Week of July 4 - 10, 2022

🗞 Announcements, writings, and projects

A short list of announcements, blog posts, projects updates and other news.

⚡Releases

Official releases from NATS repos and others in the ecosystem.

nats.rs - async v0.16.0 and sync v0.22.0
nats.java - v2.15.5
nats.py - v2.1.4

📖 Articles

Blog posts, tutorials, or any other text-based content about NATS.

Distributed Message Streaming in Golang using Nats JetStream - by Ebubekir Yiğit

💬 Discussions

Github Discussions from various NATS repositories.

nats.go - Fetch timeout

💡 Recently asked questions

Questions sourced from Slack, Twitter, or individuals. Responses and examples are in my own words, unless otherwise noted.

What exactly is the $G account?

NATS supports multi-tenancy using accounts. When no accounts are configured, a default account is created called $G along with the $SYS system account. This can be observed on the accountz monitoring endpoint.

Likewise, if JetStream is enabled, you will see the $G directory since stream/consumer data are organized and stored by account.

How can you check if a message has been re-delivered?

For JetStream which provides at-least-once quality of service (QoS), a message will be redelivered if the server doesn’t receive an ACK (or TERM) from the client. This could be due to:

the client fails to process the message within the ack wait duration
the client crashed or had an error while processing the message
the ACK message to the server was dropped due to a connection issue

Every JetStream message has metadata encoded in the reply subject for the server. Each client has a method or function to parse this metadata from a message. The metadata contains the field NumDelivered which indicates the number of times the message has been delivered.

How large of a deduplication window is supported?

Thanks to Brent Dillingham for the question and analysis of what needs to be considered!

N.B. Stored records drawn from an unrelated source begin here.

PR #5035, opened 2026-06-18
fix(OSS-Fuzz): add the missing PropComponent in the driver fuzzer

arthurscchan:
This PR adds the missing PropComponent that cause OSS-Fuzz fuzzing build failing.


hydai (changes requested):
LGTM.

~~Please refine the commit message to: `fix(OSS-Fuzz): add the missing PropComponent in the driver fuzzer` to pass the commitlint CI.~~

Never mind; I found that I can skip the check and squash the commit directly.

hydai (approved):

hydai:
Thanks for the fix. I plan to create a follow-up CI workflow to ensure that we can achieve a successful build for the fuzzer.

PR #869, opened 2026-08-18
perf(dspark): stop drafting once the batched verify has stopped arming (1.10x dspark-decode@128)

Paral1995:
## Summary

In the token loop a draft block can never save a target forward — a step that keeps `keep` tokens
runs exactly `keep` target forwards, the same count AR runs — so its only payoff is arming the
row-batched verify. At ctx=128 that arming needs a **full-block** accept, and the mean accepted
length is 1.19, so `compact_score` sits at zero for the whole generation while every step still
pays for a draft block. Measured on the scored shape, same weights and same process:
DSPARK 77.28 against AR 87.02.

`dflash_generate` already takes the AR path outright for the band that starts above
`kCompactMaxSeq` and ends below `kEngageMinSeq`, for exactly this reason. That predicate is
static, so it cannot cover a short-context stream whose compact path is available in principle
and then never arms in practice. This adds the dynamic half: after `kDraftProbeAfter` consecutive
disarmed steps the draft block is skipped and the step degenerates to AR, and every
`kDraftProbePeriod`-th step drafts anyway so a stream whose draft starts tracking re-arms exactly
as it would have.

It cannot fire where speculation wins — arming resets the counter, so a stream holding the
batched verify never reaches the threshold. `SPARKINFER_DFLASH_IDLE_DRAFT=0` restores the
unconditional draft, so both arms come out of one binary.

## Proof of speedup

**Decode tok/s** (`dspark_tau_check <model> <draft> 128 <128-token prompt>`, `METRIC DSPARK_TPS`):

| | decode tok/s |
|---|--:|
| before (main) | 77.28 |
| after (this PR) | 85.53 |

**+9.97% dspark-decode@128.** Both arms from one binary, interleaved round-robin, median of three
rounds. A third arm byte-identical to the baseline ran every round as a noise floor:

```text
  round 1: main 77.7888  idle 85.4344  ctrl 77.4845
  round 2: main 77.2821  idle 84.9860  ctrl 77.0724
  round 3: main 76.9764  idle 84.6700  ctrl 76.9127

  main 77.282 | idle 84.986 | control 77.070
  +9.97%, 3/3 rounds, noise floor -0.27%
```

The step now runs one target forward and emits one token, which is what AR does, so DSPARK_TPS
lands at 98.3% of the AR_TPS measured in the same process (86.98).

## Correctness

`LOSSLESS 1` on every arm and every context measured — skipping a draft means proposing nothing,
never emitting an unverified token, so the guarantee is structural rather than empirical here.

```text
  ctx=128   main  DSPARK 77.93  accept 1.1852  lossless 1
            idle  DSPARK 85.53  accept 1.0079  lossless 1

  ctx=1024  main  DSPARK 56.37  accept 1.0240  lossless 1     (AR 64.33)
            idle  DSPARK 62.81  accept 1.0000  lossless 1     (AR 64.30)

  ctest: 100% tests passed, 0 failed out of 19
```

Scope: the change is inside `dflash_generate` only. The differential accuracy gate
(`qwen3_gguf_score`) and the ctx-16k no-regression guards (`qwen3_gguf_bench`) do not enter this
function, so neither is affected by it.

**Not tested, stated plainly:** a context where speculation actually wins. The available prompt
corpus tops out at ~1.3k tokens, and the batched verify is reported to engage around 4k
(tau ~3.9). The skip cannot fire while the verify is armed — arming resets the counter on the
same step — and at ctx=1024 it only helped, but that is an argument from the code path plus two
measured contexts, not a measurement at 4k.

### DIFF
--- a/runtime/src/models/qwen35.cpp
+++ b/runtime/src/models/qwen35.cpp
@@ -3154,6 +3154,29 @@ std::vector<int> Qwen35Model::dflash_generate(const std::vector<int>& prompt, in
         return v < 1 ? 1 : v;
     }();
     int compact_score = 0;
+    // Consecutive steps on which the batched verify stayed disarmed. In the token loop a draft
+    // block can NEVER save a target forward (see the strict-LOSS note above: a step that keeps
+    // `keep` tokens runs exactly `keep` target forwards, the same count AR runs) -- its only
+    // payoff is arming the batched verify. So once the draft has demonstrably stopped landing full
+    // blocks, the block is pure overhead and is skipped, which degenerates the step to AR.
+    // Probes keep it self-correcting: every kDraftProbePeriod steps one block is drafted anyway,
+    // so a stream whose draft starts tracking re-arms exactly as it would have.
+    // SPARKINFER_DFLASH_IDLE_DRAFT=0 restores main's unconditional draft.
+    int disarmed_run = 0;
+    static const int kIdleDraftOn = []{
+        const char* e = getenv("SPARKINFER_DFLASH_IDLE_DRAFT");
+        return (e && e[0] == '0') ? 0 : 1;
+    }();
+    static const int kDraftProbeAfter = []{
+        const char* e = getenv("SPARKINFER_DFLASH_IDLE_AFTER");
+        int v = e ? atoi(e) : 8;
+        return v < 1 ? 1 : v;
+    }();
+    static const int kDraftProbePeriod = []{
+        const char* e = getenv("SPARKINFER_DFLASH_IDLE_PROBE");
+        int v = e ? atoi(e) : 32;
+        return v < 2 ? 2 : v;
+    }();
     int keep_ema8 = 0;   // EMA of keep, alpha = 1/8, held x8 so the decode path needs no float
     int step_no = 0;
     bf16* th_scratch = nullptr;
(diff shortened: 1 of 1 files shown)


skyrocket2026:

| metric | value |
|---|---|
| **PR DSpark tok/s** | **85.62** |
| **main DSpark tok/s** | **77.93** |
| **speedup vs main** | **1.099×** (+9.8%) |
| PR AR tok/s (floor) | 87.06 |
| main AR tok/s (floor) | 87.17 |
| **DSpark vs AR** | **0.984×** — above 1.0 means speculation finally pays |
| mean accept τ | 1.008 (main 1.185, ceiling 7) |
| qwen3.8 (ModelOpt) guard @16k | ✅ no regression (decode+prefill) — decode 89.6 tok/s · prefill 13608 pp |
| qwen3.6 guard @16k | ✅ no regression (decode+prefill) — decode 473.7 tok/s · prefill 28286 pp |
| commit | `ce7b32deb` |

ok

<sub>Scored on the pinned eval box vs same-box `origin/main`: DSpark speculative decode throughput at ctx=128 on the ModelOpt NVFP4 checkpoint, with the AR reference measured in the same process and the same model load. Both a regression in AR decode and any divergence from the AR token sequence are hard REJECTs — a speculative decoder that is fast because it skips verification is not faster, it is wrong. τ is the lever, and the row above reports it against a block_size of 7. This is informational, not a judgment on your PR: a `none` label just means no measurable DSpark decode@128 speedup was verified, which is expected and fine if that isn't what your change is about. Automated — merge behaviour depends on SPARKINFER_DSPARK_AUTOMERGE.</sub>

skyrocket2026:

PR #872, opened 2026-08-18
perf(dspark): stage a deeper KV tile when the split count is small (1.14x dspark-decode@4k)

James-CUDA:
## Summary

`FA_GQA6_TILE` is 8, a sweet spot tuned at `n_splits=128` where one block walks only
`seqlen/n_splits ≈ 32` keys. At a small split count the same block walks the whole range, and the
shallow tile leaves the attention kernel latency-starved. Stage 32 tokens per iteration in that
regime instead of 8, selected on the per-block chunk so the tuned regime is untouched.

## Proof of speedup

**Decode tok/s** (end-to-end, ctx=4096):

| | decode tok/s |
|---|--:|
| before (main) | 26.58 |
| after (this PR) | 30.30 |

Numbers come from `runtime/examples/dspark_tau_check.cpp`, not `bench/scripts/bench.sh`: the latter
benchmarks a GGUF, and the path this PR touches is the NVFP4 DSpark decode. `dspark_tau_check` is
end-to-end (a full generation, timing the whole decode, AR and speculative measured in one process),
not an isolated-kernel microbenchmark, and it reports the losslessness gate alongside the throughput.

Both arms are the **same binary**, with `SPARKINFER_FA_TILE_DEEP` selecting the tile — the shallow
arm is main's code path exactly, which removes build and machine variance from the comparison.

```text
$ SPARKINFER_FA_TILE_DEEP=0 build/runtime/dspark_tau_check \
      models_q38_modelopt dspark 4096 <4096 prompt ids>
$ SPARKINFER_FA_TILE_DEEP=1 build/runtime/dspark_tau_check \
      models_q38_modelopt dspark 4096 <4096 prompt ids>

tile_deep  dspark_tps  ar_tps    accept    lossless
0          26.5818     26.7207   1.0828    1
1          30.2970     30.6836   1.0828    1
```

`LOSSLESS 1` on both arms, and acceptance is identical to four decimals (1.0828), i.e. the change is
pure speed with no numerical drift.

## Why it is bit-identical

The mainloop still walks tokens `start..end` in order, tiles are consecutive, and the online-softmax
update is per token in that order — so every row accumulates the same keys in the same sequence.
Only where a tile boundary falls changes.

## Cost

Dynamic shared memory is `2 * TILE * 256 * 2 B = 1024*TILE`. This launcher never opts past the 48 KB
default, so 32 → 32 KB is safe. `SPARKINFER_FA_TILE_DEEP=0` restores one-per-CTA staging.

### DIFF
--- a/kernels/csrc/cuda/attention/flash_decode_split.cu
+++ b/kernels/csrc/cuda/attention/flash_decode_split.cu
@@ -397,6 +397,18 @@ __global__ void fa_combine_gated_q8_kernel(
 #ifndef FA_GQA6_TILE
 #define FA_GQA6_TILE 8     // Qwen3.8-27B hd256 GQA-6 (24Q/4KV); independently sweepable
 #endif
+// Deep tile for the SMALL-split regime. FA_GQA6_TILE above is a sweet spot at n_splits=128, where a
+// block walks seqlen/n_splits ~= 32 keys and the staging loop runs two or three times. When the
+// split count is small the same block walks the WHOLE range instead: at 4k with n_splits=1 that is
+// 512 stage/sync/compute/sync cycles, each issuing only blockDim*16 B of loads before its barrier,
+// so DRAM latency is exposed every iteration -- measured 1.11 ms/call, ~30 GB/s across 4 CTAs
+// (~7.5 GB/s each) against a 18.7 us roofline for the bytes it reads. Staging a deeper tile puts
+// proportionally more independent loads in flight per barrier and cuts the barrier count by the
+// same factor. Capped by dynamic smem: 2 * TILE * 256 * 2 B = 1024*TILE, and this launcher never
+// opts in past the 48 KB default, so 32 -> 32 KB is safe and 48 would not be.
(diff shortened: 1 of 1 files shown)


skyrocket2026:

| metric | value |
|---|---|
| **PR DSpark tok/s** | **36.28** |
| **main DSpark tok/s** | **32.44** |
| **speedup vs main** | **1.118×** (+11.8%) |
| PR AR tok/s (floor) | 39.23 |
| main AR tok/s (floor) | 34.72 |
| AR vs main (floor) | +13.0% |
| **DSpark vs AR** | **0.925×** — above 1.0 means speculation finally pays |
| qwen3.8 (ModelOpt) guard @16k | ✅ no regression (decode+prefill) — decode 89.5 tok/s · prefill 13559 pp |
| qwen3.6 guard @16k | ✅ no regression (decode+prefill) — decode 474.3 tok/s · prefill 28336 pp |
| commit | `7db53bd08` |

ok

skyrocket2026:

PR #875, opened 2026-08-18
fix(dspark_tau_check): remove the confounded NSPLITS=1 pin — measurement fidelity, no speedup claimed (resubmit of #871 as requested)

rsnetworkinginc:
## Summary

Resubmit of #871 in the form requested there: **a measurement-fidelity fix, explicitly not a
speedup claim.** No `eval:*` tier is sought; the engine is untouched and no served request gets
faster. The change removes `dspark_tau_check`'s `SPARKINFER_NSPLITS=1` pin so the tool's AR and
DSpark legs run attention at the split count the engine itself selects, and replaces the pin's
comment with the corrected history so the confound is recorded where it happened.

Why the pin is wrong, briefly: its justification (27-32/32 agreement at adaptive splits) was
measured while the two atomic split-K prefill GEMMs were still live — the nondeterminism it saw
came from prefill, later root-caused and pinned separately. The decode split path has a fixed
reduction order end to end (`fa_split` owns fixed KV stripes; `fa_combine` folds warp-strided then
in ascending warp index; no atomics), consistent with `Qwen35Model`'s own "occupancy tuning only"
note — the contradiction you said you hit independently. Both of the tool's legs shift together
under the fix, so tau, the DSPARK/AR ratio, and losslessness verdicts are unaffected; the
instrument just stops disagreeing with the engine's configuration.

## Determinism evidence, rerun on THIS tree at the scored context

As requested: current main (post #867/#868/#869 — depth ladder, Markov gate, idle draft), ctx=4096
prompt built exactly as the bot builds it (`bench_prompt_4k.txt`, 4096 real tokens), adaptive
splits, prefill pins in place, RTX 5090:

```text
prompt A (bench_prompt_4k): AR-REPS 20 reps, 0 mismatches
                            SPEC-REPS 40 reps, 0 differ-from-first, 0 not-lossless-vs-AR
                            MEAN_ACCEPT 1.0756  LOSSLESS 1  LOSSLESS_RUNS 40
prompt B (eval_corpus-derived, 4096 tokens): SPEC-REPS 24 reps, 0 differ-from-first, 0 not-lossless-vs-AR
```

Every repeat re-runs the full generation including the token-loop prompt prefill, so these
cover the exact system the bot now measures.

## Proof of speedup

Not applicable, and deliberately not claimed — this PR must not tier. It changes
`runtime/examples/dspark_tau_check.cpp` only. Per #871's close, a delta the bot measures for this
diff is the instrument moving, not decode; if the bot runs it, the honest label is the one that
reflects that.

- [x] Tested on **RTX 5090** (`sm_120`) — all evidence above from a real 5090.

### DIFF
--- a/runtime/examples/dspark_tau_check.cpp
+++ b/runtime/examples/dspark_tau_check.cpp
@@ -45,13 +45,25 @@ int main(int argc, char** argv) {
         printf("usage: %s <qwen38_dir> <dspark_dir> <max_new> <id0> [id1 ...]\n", argv[0]);
         return 2;
     }
-    // Flash-decode's split-K reduction is atomic and therefore order-dependent: default splits
-    // (adaptive, effectively ~32) gave 27-32/32 agreement across repeat runs of the SAME decode,
-    // vs 32/32 x3 with SPARKINFER_NSPLITS=1. A tau/lossless measurement needs the target's own
-    // AR decode to be deterministic, or a real divergence from the verify head becomes
-    // indistinguishable from ordinary split-K noise. `0` (don't overwrite) so an explicit env
-    // override still wins for anyone deliberately sweeping splits.
-    setenv("SPARKINFER_NSPLITS", "1", 0);
+    // NO NSPLITS PIN (measurement-fidelity fix; see PR discussion on the first attempt and the
+    // maintainer's independent finding of the same contradiction). This used to force
+    // SPARKINFER_NSPLITS=1, on the observation that default (adaptive) splits gave 27-32/32
+    // agreement across repeat runs of the same decode, vs 32/32 with the pin. That experiment
+    // predates the two prefill pins directly below: the atomic split-K prefill GEMMs were live
+    // while NSPLITS was being blamed, so the 27-32/32 result was confounded -- the
+    // nondeterminism came from prefill, not from flash-decode. Consistent with that,
+    // Qwen35Model's own constructor documents the split count as occupancy tuning with
+    // identical math for any value: fa_split assigns each split a fixed KV stripe and
+    // fa_combine folds partials warp-strided then in ascending warp index, with no atomics
+    // anywhere in the decode path.
+    //
+    // Determinism re-verified on THIS tree at the scored context (RTX 5090, ctx=4096 prompt from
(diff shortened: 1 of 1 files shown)


skyrocket2026:
Closing this, and I want to be straight with you about why, because you did what I asked in #871 and the analysis holds up.

**Your diagnosis is correct.** I verified it independently today. The `NSPLITS=1` pin costs 35% of decode throughput at ctx=4096 on this box — 93.40 tok/s at the split count the engine selects, 60.43 tok/s pinned — and the nondeterminism the pin was built on does appear to have come from the prefill GEMMs that were pinned separately afterwards. The confound is real and the pin is costing measurement fidelity. You were right, and you were right in #871 too.

**But the eval harness is not contributor territory, and that is a policy decision rather than a judgement on this diff.** `dspark_tau_check.cpp` defines what every PR is scored against: which env the two legs run under, how throughput is computed, what counts as lossless. A change to it moves the baseline for everyone, including the contributor proposing it. Even when the change is correct, accepting it through the contribution flow creates an incentive to compete on the measurement instead of the engine — and we would rather not have to distinguish good-faith fidelity fixes from measurement changes with a number attached. The pin is ours to set and ours to fix. We will fix it.

Concretely, that is now on us, and it is happening: throughput will be measured at the split count the server actually runs, with the determinism pin scoped to the losslessness comparison where bit-exactness is genuinely required.

**Some context you could not have had, which sharpens why we are being strict here.** #872 landed while this was open. It optimises the small-split regime — the one the pin creates — and it measured +11.8% on the scored dimension. At production split counts it is −0.3%. It gave the project nothing and it auto-merged at tier L. That is exactly the failure you described, arriving from the other direction, and it is why the harness now blocks auto-merge and why we are not taking harness diffs from outside.

**What we do want.** Engine changes that hold up at the split counts and contexts the server runs — the number to look at is production decode at 4k/16k, not the pinned harness figure. If you want the highest-value target right now: DSpark sits at τ ≈ 1.085 against a block_size of 7 and 0.925× AR, so speculative decode is still a net loss on this model. Anything that raises acceptance, or makes the batched verify cheap enough to arm at moderate context, is worth far more than anything available in the attention tile.

Thanks for both submissions — the diagnosis in them is going straight into the fix.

Streams can be configured to deduplicate messages when the Nats-Msg-Id header is present. The docs state (emphasis mine):

The default window to track duplicates in is 2 minutes, this can be set on the command line using --dupe-window when creating a stream, though we would caution against large windows.

The takeaways from Brent include:

Write performance may take a hit when the dedupe set is periodically pruned, but only if it’s a unique write; duplicate write detection would be unaffected because the mutex lock isn’t needed
Write performance should otherwise be fairly constant since the Go map lookup is O(log(N)) and insertion is O(1)
Server memory usage will increase
Restoring streams on reboot will take longer because the dedupe data structures have to be rebuilt

So how large can the window be? Ultimately, it is a function of message rate and available server memory. Given a fixed size of memory, if the message rate is low, you can have a larger window. With a high message rate, the memory will grow faster so the window needs to be smaller.

The other consideration is the use case of the stream and/or what are the origin of the published messages being de-duplicated. In other words, ask “how likely is it for a duplicate message to be published after the initial attempt?” If you are simply wanting to handle the case of a retry after a brief network interruption, the default window is likely fine.

However, if the origin of the publish come from some upstream source that itself may contain duplicates (after a long period of time), then you may want to consider an alternative strategy for deduplicating.